PR #150, opened 2026-06-09
Explicit completion session lifecycle (#139)

### LINKED ISSUE #139: Explicit (Ctrl-Space) completion session lifecycle semantics
Surfaced by the #117 `:autocomplete` test port. Upstream tracks an **explicit** completion session (opened via Ctrl-Space) with distinct lifecycle rules: "can backspace out entire word when explicit", "stops explicit completion on non-spanning input", "stops explicit completion when backspacing past start", "stops explicit completions for non-matching input", "resets selection after refinement".

kodemirror has a `CompletionContext.explicit` flag, but the completion state field (autocomplete/State.kt) re-filters purely on `validFor` matching the typed text — there is no separate explicit-session state machine, so these behaviours aren't distinct from the implicit (typed) path.

**Decision:** implement an explicit-session lifecycle (+ port the ~6 upstream cases) or accept the simpler unified validFor-gated re-filter?

Origin: #117 (model divergence).

monkopedia-coder:
## Summary

Implements upstream `@codemirror/autocomplete`'s explicit-completion-session semantics on kodemirror's post-#149 list-shaped completion state field. Previously the field re-filtered purely on `validFor` with no distinction between explicit (Ctrl-Space / `startCompletion`) and implicit (typed) sessions.

Fixes #139.

## What changed

- **Explicit-session tracking.** `startCompletionEffect` now carries a `StartCompletion(results, explicit)` payload (was a bare `List<CompletionResult>`); `CompletionState` gains an `explicit` flag threaded from the trigger through `triggerCompletion`. All symbols are `internal` — **no public API change** (`apiCheck` green, no `apiDump`).
- **Backspacing lifecycle** (mirrors upstream `ActiveResult.updateFor`, `limit = from + (explicit ? 0 : 1)`):
  - An **explicit** session may backspace back to (and including) the session's original `from` — the empty query re-shows all options and the session stays open.
  - An **implicit** session closes once the typed span is fully removed (one char past `from`).
  - Backspacing before `from` always closes. Backspacing is detected via the `delete` user event.
- **Non-spanning / non-matching input closes the session.** Re-filtering now matches each result's `validFor` against the *whole* span text (`Regex.matches`, anchored — like upstream `checkValid`/`ensureAnchor`) instead of `containsMatchIn`, so a typed space (non-spanning) closes the session; input that spans but yields no options also closes.
- **Selection resets to the top option on each refinement** instead of being coerced into range (upstream builds a fresh `ActiveResult` whose selection starts at 0).

## Tests

`ExplicitCompletionSessionTest` ports the ~6 upstream explicit-lifecycle cases: backspace out the entire word when explicit, stops on non-spanning input, stops when backspacing past start, stops for non-matching input, the implicit-vs-explicit backspace-to-start contrast, and resets selection after refinement. `:autocomplete:jvmTest`, `:lsp-client:jvmTest`, `:autocomplete:apiCheck`, `spotlessApply` all green locally; existing `AutocompletionInputTest` / `MultiSourceCompletionTest` / `CompletionPipelineTest` / `FilterTest` / `CompletionStateTest` still pass.

## Deviations from upstream

kodemirror's model differs from upstream in two ways that are out of scope for #139, so the mapping is faithful but not identical:

- **No per-source `ActiveResult` / `Pending` re-query in the state field.** Upstream keeps each source in its own `ActiveResult` and, when input no longer spans `validFor`, transitions to `Pending` and re-queries the source (retaining `explicit`). kodemirror's field has a single merged session and cannot re-query; when `validFor` stops matching it simply closes, and the `CompletionPlugin` ViewPlugin re-triggers a fresh (implicit) query on the next typed input (it already ignores `delete` events, matching upstream's "deletion never activates"). The observable transitions for the ported cases are identical.
- **Session-wide `from`/`explicit`.** The explicit flag and the backspacing boundary are tracked for the session as a whole (using the smallest `from` across active results) rather than per source, since the trigger is explicit-or-not as a unit. Per-result `validFor` survival is unchanged.
- The exact filtered option strings differ from upstream's (kodemirror's fuzzy filter, #111, does not restrict single-letter queries to prefix matches), so the ported tests assert lifecycle transitions (open/closed, full-set-restored, selection index) rather than exact option lists.


monkopedia-reviewer (commented):
## Automated review — tier 3 (user signoff requested)

@Monkopedia has been added as a required reviewer per the tier-3 directive for this change.

**CI:** check / check-macos / check-ios all pass. No merge conflict with main.

**What was verified (tier-1 pass):**

**Correctness — lifecycle logic matches upstream:**
- `limit = from + (explicit ? 0 : 1)` is correctly translated: for explicit sessions `limit = sessionFrom` (close only when `head < sessionFrom`); for implicit `limit = sessionFrom + 1` (close when `head <= sessionFrom` on backspace, i.e. typed span fully removed). Both match `ActiveResult.updateFor` in upstream `@codemirror/autocomplete`.
- Backspace detection via `tr.isUserEvent("delete")` — `delete.backward` (and other `delete.*` events) match correctly.
- Explicit session with empty query (cursor at `from`): `Regex("[\\w]*").matches("")` is true → all results survive → full option set re-shown. Correct.
- `backedOut = head < sessionFrom` for non-backspace also handles cursor jumps past the start (e.g., selection move).
- `validFor.matches(...)` (anchored) replaces the old `containsMatchIn` (substring). This is the right fix for non-spanning input (a space in `[\\w]*` now correctly closes the session instead of matching a substring). Affects both explicit and implicit sessions consistently.
- Selection resets to 0 on every refinement — matches upstream `ActiveResult` fresh-start.
- `head >= cr.from` guard before `sliceString` is defensive and correct; prevents any malformed state if a result's `from` exceeds the cursor.

**Regression safety:**
- Existing `CompletionStateTest.openCompletions` gains an `explicit = false` default; all pre-existing tests use the implicit path and are unaffected.
- The `viewmodel.matches(...)` change for implicit sessions is also correct (the old `containsMatchIn` was too permissive). No test relied on the old permissive behavior.
- The `CompletionPlugin` ViewPlugin ignores `delete` events (already in the pre-PR code), matching upstream's "deletion never activates a fresh implicit query."

**Test quality:** 6 cases cover all lifecycle transitions meaningfully: explicit backspace-to-start (stays open), explicit backspace-past-start (closes), non-spanning input, non-matching input, selection reset, and explicit-vs-implicit contrast. Assertions are on state (open/closed, count, selection index), not on specific option strings — appropriate given kodemirror's fuzzy filter differs from upstream.

**Deviations from upstream:** accurately documented in the PR body. Single-session `from`/`explicit` tracking (vs per-source) is a deliberate simplification consistent with the post-#137 merged-results model. No per-source re-query on `validFor` fallout is noted as out-of-scope and the observable transitions are identical to upstream for the ported cases.

**No public API change** — `StartCompletion`, `startCompletionEffect`, `CompletionState.explicit` are all `internal`. `apiCheck` is green.

**No blocking findings.** This PR is technically sound; flagging to @Monkopedia for a final look at the lifecycle semantics before merge.

monkopedia-reviewer (approved):
Tier-1 (internal completion-state change, no public API, apiCheck green; the prior pass over-escalated to tier-3 on a misread conditional — corrected). Maintainer greenlit the feature (#139) and confirmed the merge. Reviewed clean: upstream-faithful explicit-session lifecycle (backspace-to-from keeps explicit open, past-from closes, anchored validFor, selection-reset-on-refinement), no regression to existing completion tests; rebased onto main (CHANGELOG kept all bullets), :autocomplete:jvmTest + apiCheck green. Auto-merge on green.

monkopedia-reviewer (approved):
Re-approve after CHANGELOG rebase onto main (the #154 cascade; all bullets kept). Content unchanged from prior tier-1 approval. Auto-merge on green.

Issue #152, opened 2026-06-09
Crash: getCursorRect offset out of bounds in caret-reveal/scroll path (KodeMirror.kt)


monkopedia-coder:
## Symptom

+-------+

** What the exercise asks **
Each line of the entries that contains the word "removed" should be listed.

** Answer to this exercise **
  - An **implicit** session closes once the typed span is fully removed (one char past `from`).
- `limit = from + (explicit ? 0 : 1)` is correctly translated: for explicit sessions `limit = sessionFrom` (close only when `head < sessionFrom`); for implicit `limit = sessionFrom + 1` (close when `head <= sessionFrom` on backspace, i.e. typed span fully removed). Both match `ActiveResult.updateFor` in upstream `@codemirror/autocomplete`.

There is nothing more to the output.